# Task details
Output each line of the data word for word, from the first through the line that holds "trace to show", and leave off whatever follows.

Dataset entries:
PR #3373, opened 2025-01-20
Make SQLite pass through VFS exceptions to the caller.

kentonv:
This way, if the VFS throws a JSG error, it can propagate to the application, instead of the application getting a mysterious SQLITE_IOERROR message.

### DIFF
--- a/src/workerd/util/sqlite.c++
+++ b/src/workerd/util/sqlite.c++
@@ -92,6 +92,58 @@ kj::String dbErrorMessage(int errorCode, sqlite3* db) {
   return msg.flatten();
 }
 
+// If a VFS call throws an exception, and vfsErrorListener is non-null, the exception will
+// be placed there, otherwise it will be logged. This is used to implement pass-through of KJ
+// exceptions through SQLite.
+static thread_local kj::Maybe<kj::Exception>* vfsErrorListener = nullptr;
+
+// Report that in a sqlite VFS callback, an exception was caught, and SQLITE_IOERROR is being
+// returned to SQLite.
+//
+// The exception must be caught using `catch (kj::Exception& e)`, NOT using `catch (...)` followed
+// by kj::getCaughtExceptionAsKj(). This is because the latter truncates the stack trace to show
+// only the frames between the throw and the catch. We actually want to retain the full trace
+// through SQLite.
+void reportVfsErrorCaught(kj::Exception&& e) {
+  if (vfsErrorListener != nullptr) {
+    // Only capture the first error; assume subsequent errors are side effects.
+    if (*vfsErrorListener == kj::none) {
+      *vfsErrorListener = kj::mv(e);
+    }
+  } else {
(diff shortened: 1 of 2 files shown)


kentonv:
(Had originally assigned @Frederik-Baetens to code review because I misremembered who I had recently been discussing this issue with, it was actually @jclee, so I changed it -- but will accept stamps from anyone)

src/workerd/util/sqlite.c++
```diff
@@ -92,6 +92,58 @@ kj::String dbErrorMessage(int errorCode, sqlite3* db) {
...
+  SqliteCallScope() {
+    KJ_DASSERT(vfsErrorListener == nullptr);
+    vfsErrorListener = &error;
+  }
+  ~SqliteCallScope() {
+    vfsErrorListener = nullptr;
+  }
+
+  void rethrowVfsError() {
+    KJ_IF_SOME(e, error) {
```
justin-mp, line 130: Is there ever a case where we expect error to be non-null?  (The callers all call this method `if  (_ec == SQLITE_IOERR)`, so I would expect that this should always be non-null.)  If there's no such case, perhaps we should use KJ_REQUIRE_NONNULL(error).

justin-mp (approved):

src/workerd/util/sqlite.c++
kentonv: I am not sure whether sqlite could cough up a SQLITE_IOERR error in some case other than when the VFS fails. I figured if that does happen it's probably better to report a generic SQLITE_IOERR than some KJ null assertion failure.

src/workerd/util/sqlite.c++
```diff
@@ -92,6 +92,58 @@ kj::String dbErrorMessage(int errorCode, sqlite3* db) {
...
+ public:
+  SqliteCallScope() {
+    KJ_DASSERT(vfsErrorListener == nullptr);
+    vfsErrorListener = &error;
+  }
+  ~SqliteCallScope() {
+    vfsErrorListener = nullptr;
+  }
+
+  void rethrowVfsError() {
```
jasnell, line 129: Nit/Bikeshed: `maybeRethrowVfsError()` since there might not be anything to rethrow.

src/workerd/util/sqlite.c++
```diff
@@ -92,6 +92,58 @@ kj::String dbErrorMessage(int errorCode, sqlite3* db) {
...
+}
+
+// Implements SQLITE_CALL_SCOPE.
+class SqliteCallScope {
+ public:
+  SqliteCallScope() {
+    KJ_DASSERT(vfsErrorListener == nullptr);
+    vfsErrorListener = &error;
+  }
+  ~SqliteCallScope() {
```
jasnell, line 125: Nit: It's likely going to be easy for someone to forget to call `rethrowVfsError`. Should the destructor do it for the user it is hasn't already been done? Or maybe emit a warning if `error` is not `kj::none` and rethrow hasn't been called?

# Solution to this problem
PR #3373, opened 2025-01-20
Make SQLite pass through VFS exceptions to the caller.

kentonv:
This way, if the VFS throws a JSG error, it can propagate to the application, instead of the application getting a mysterious SQLITE_IOERROR message.

### DIFF
--- a/src/workerd/util/sqlite.c++
+++ b/src/workerd/util/sqlite.c++
@@ -92,6 +92,58 @@ kj::String dbErrorMessage(int errorCode, sqlite3* db) {
   return msg.flatten();
 }
 
+// If a VFS call throws an exception, and vfsErrorListener is non-null, the exception will
+// be placed there, otherwise it will be logged. This is used to implement pass-through of KJ
+// exceptions through SQLite.
+static thread_local kj::Maybe<kj::Exception>* vfsErrorListener = nullptr;
+
+// Report that in a sqlite VFS callback, an exception was caught, and SQLITE_IOERROR is being
+// returned to SQLite.
+//
+// The exception must be caught using `catch (kj::Exception& e)`, NOT using `catch (...)` followed
+// by kj::getCaughtExceptionAsKj(). This is because the latter truncates the stack trace to show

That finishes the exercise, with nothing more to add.